(Collected data)
PR #3369, opened 2025-08-04
Treetech sdg

emanuel-bs:


device-types/Treetech/SDG.yaml
```diff
@@ -0,0 +1,15 @@
+---
+manufacturer: Treetech
+model: SDG
+slug: treetech-sdg
+u_height: 1
+is_full_depth: false
+is_powered: true
+airflow: passive
```
harryajc, line 8: Hello, thank you for your contribution! In an attempt to have the most accurate and complete data we can, I have a few additional data points we would like you to add if possible.

device-types/Treetech/SDG.yaml
```diff
@@ -0,0 +1,15 @@
...
+comments: Fully aggregate information from any equipment compatible with Modbus and/or DNP3 protocols and redistribute it in a highly customizable way in
+  these protocols and even in those of the IEC 61850 standard.
+power-ports:
```
harryajc, line 11: You have created some modules as part of this change, are they to go into this device therefore you need to create the associated `module-bays`

harryajc (changes requested):

harryajc:
No response in over 9 months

■ **Assigned task**
When a line of the data holds the string "have", pick it out and copy it.

■ **Response to this task**
harryajc, line 8: Hello, thank you for your contribution! In an attempt to have the most accurate and complete data we can, I have a few additional data points we would like you to add if possible.
harryajc, line 11: You have created some modules as part of this change, are they to go into this device therefore you need to create the associated `module-bays`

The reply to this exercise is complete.